We used mist nets (size: 9 m × 3 m) to sample birds. The mist nets were set up 1 m above the ground. At each site, two mist nets were concurrently set up 100 m apart for 96 mist net hr. The mist nets were checked every 20 min (according to the British Trust for Ornithology guidelines). After extraction and identification, birds were marked to allow for assessment of recaptures, birds were then released at the location where they were caught. Mist nets were open between 0,700 and 1,900 every day, and each mist net was in place for four days in total. Sites were at least 500 m apart to maintain sampling independence (Ralph, Sauer, & Droege, 1995).

Habitat quality measurement

We recorded the following vegetation characteristics within 100 m × 100 m plots situated on the harvesting path at each sampling point: (1) grass cover from four quadrats (1 m × 1 m); (2) nongrass cover (e.g., ferns and shrubs) from the quadrats; (3) height of grass cover from the quadrats; (4) height of nongrass cover from the quadrats; (5) epiphyte cover on oil palm trunks from a vertical plot of 0.5 m × 1 m; (6) canopy cover was determined using a GRS densitometer; (7) number of oil palm (>5 year old); (8) number of immature (<5 year old) oil palm; (9) number of dead oil palm (standing); (10) number of dead oil palm (fallen); (11) mean height of oil palm trees (measured using a digital laser rangefinder, Nikon Aculon); and (12) presence (polyculture) or absence (monoculture) of banana trees (Table 2).

Table 2

Bird species which contributed cumulatively > 80% of the bird community in polyculture and monoculture smallholdings

Smallholding type	Species	Guild	Average abundance per site	Contribution (%)	Cumulative (%)
Polyculture	Oriental magpie‐robin Copsychus saularis	Insectivore	1.02	32.08	32.08
	Yellow‐vented bulbul Pycnonotus goiavier	Frugivore	1.09	30.30	62.38
	Zebra dove Geopelia striata	Granivore	0.54	11.05	73.43
	White‐throated kingfisher Halcyon smyrnensis	Carnivore	0.60	10.27	83.70
	Common tailorbird Orthotomus sutorius	Insectivore	0.45	9.25	92.95
Monoculture	Oriental magpie‐robin Copsychus saularis	Insectivore	0.72	29.71	29.71
	Yellow‐vented bulbul Pycnonotus goiavier	Frugivore	0.82	27.29	57.00
	White‐throated kingfisher Halcyon smyrnensis	Carnivore	0.69	24.50	81.51
	Zebra dove Geopelia striata	Granivore	0.43	7.21	88.71
	Common tailorbird Orthotomus sutorius	Insectivore	0.43	7.21	88.71

Data analysis

To assess the overall sampling effort, we compared the observed bird species richness with the Chao 1 classic estimator for species richness in Estimates version 9.1 (Colwell, Mao, & Chang, 2004).

To evaluate for possible differences in sampling adequacy in the two structurally different habitats (i.e., polyculture and monoculture smallholdings), we produced expected species accumulation curves using the EstimateS package (Colwell, 2013). We performed two‐sample t tests to assess the difference between observed and estimated species richness.

We performed a one‐way analysis of variance (ANOVA) to compare species richness and abundance between the two different site categories (polyculture vs monoculture). The day of sampling (e.g., first visit and second visit) was used as a random factor in ANOVA. In addition, we contrasted habitat quality characteristics between polyculture and monoculture smallholdings by repeating the ANOVA procedures. Analyses of similarity (ANOSIM) were used to examine the differences in bird community structure between polyculture and monoculture sites in smallholdings. We ran permutation tests 999 times to obtain the inferential result.

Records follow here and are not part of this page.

PR #307, opened 2026-04-09
feat(plugin): add session title rename tool

### LINKED ISSUE #306: Add plugin tool for renaming the active session title
CodeNomad should support renaming the active OpenCode session title through the plugin tool bridge so the assistant can update a conversation title when the user explicitly asks for it.

## Problem

Today, session renaming exists in the UI, but not through the plugin tool layer used by the assistant during a conversation.

That creates a gap between what users can do manually in the interface and what they can ask the assistant to do conversationally. A user can ask to rename the session, but there is no dedicated supported path for updating the actual session title through the assistant.

## Goal

Add a dedicated plugin tool that renames the current session title.

## Scope

In scope:

- Add a plugin tool dedicated to session title renaming
- Register the tool in the CodeNomad OpenCode plugin entry point
- Add a server-side path that updates the current session title
- Preserve the existing session targeting behavior so the correct session is renamed

## Requirements

1. The assistant must be able to rename the current session through a tool call.
2. The tool must fail clearly when there is no active session context.
3. Empty or whitespace-only titles must be rejected.
4. The server bridge must forward the rename to the correct workspace instance with the correct HTTP method and auth.
5. The implementation must reuse the existing session/worktree semantics instead of introducing a second title store.

## Proposed Implementation

1. Add a `rename_session` tool under `packages/opencode-config/plugin/lib/session.ts`.
2. Register that tool from `packages/opencode-config/plugin/codenomad.ts`.
3. Add a plugin endpoint under `packages/server/src/server/routes/plugin.ts` for session title updates.
4. Forward the request to the OpenCode instance so the session title is updated through the existing session system.

## Verification

Suggested verification steps:

1. Start CodeNomad with the updated plugin and server code.
2. Ask the assistant to rename the current session.
3. Confirm the title changes in the session list and active session UI.
4. Confirm invalid titles are rejected.
5. Confirm the rename still applies when the session is associated with a non-root worktree context.

VooDisss:
Fixes #306

## Summary

This change adds a dedicated plugin tool for renaming the active session title and wires it through the existing CodeNomad plugin bridge to the correct OpenCode workspace instance.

To examine the relationships between cumulative species richness and habitat quality characteristics, generalized linear models (GLMs) were used. Poisson distribution and log‐link function were used in the modeling process. To select the final model, we used all possible methods (i.e., fitting of all possible regression models). We repeated the same procedures to analyze bird abundance. We conducted correlation tests to detect multicollinearity among predictor variables. Strongly correlated variables (|r| > .7) were dropped to avoid distortion in model estimation (Dormann et al., 2013). Only one variable from the correlated pair with lowest Wald statistic value was removed from the modeling process. Twelve predictor variables were tested in these analyses, from which two predictor variables were excluded because of multicolinearity. These include the number of mature oil palms (r = .753) in the species richness model and the number of mature oil palms (r = .725) and height of grass cover (r = −.7) in the abundance model. This analysis was performed in GenStat version 12.

BIOENV analysis was conducted to examine the relationship between bird assemblages and in situ habitat quality. We transformed (log base 10) and normalized environmental data. Bray–Curtis similarity and Euclidean distance similarity were used to create resemblance matrices for the abundance data and environmental data, respectively. We used Spearman rank correlation to identify the most important explanatory variables (Clarke & Gorley, 2006). We performed a permutation test 99 times to examine the relationship between species composition and a specific subset of explanatory variables. This analysis was performed in PRIMER version 6.

The spatial autocorrelation in residuals was examined by calculating Global Moran's Index in the ArcGIS™ version 10.1 (ESRI). We used the p value to reject or accept the null hypothesis, which states that the analyzed attribute is randomly distributed among the features in the study area (Mitchell, 2005). Inverse distance (nearby neighboring features have a larger influence on the computations for a target feature than features that are far away) was used to compute Global Moran's Index. We used Euclidean distance (the straight‐line distance between two points) as the distance method.

RESULTS

Species richness, abundance, and assemblages

A total of 865 birds from 42 bird species were captured during the study. The majority of bird species (31 species) were generally considered open country species rather than forest species (11 species). In terms of diet, the birds were mainly insectivores or carnivores (21 species), followed by granivores (seven species), omnivores (five species), nectarivores (five species), and frugivores (four species).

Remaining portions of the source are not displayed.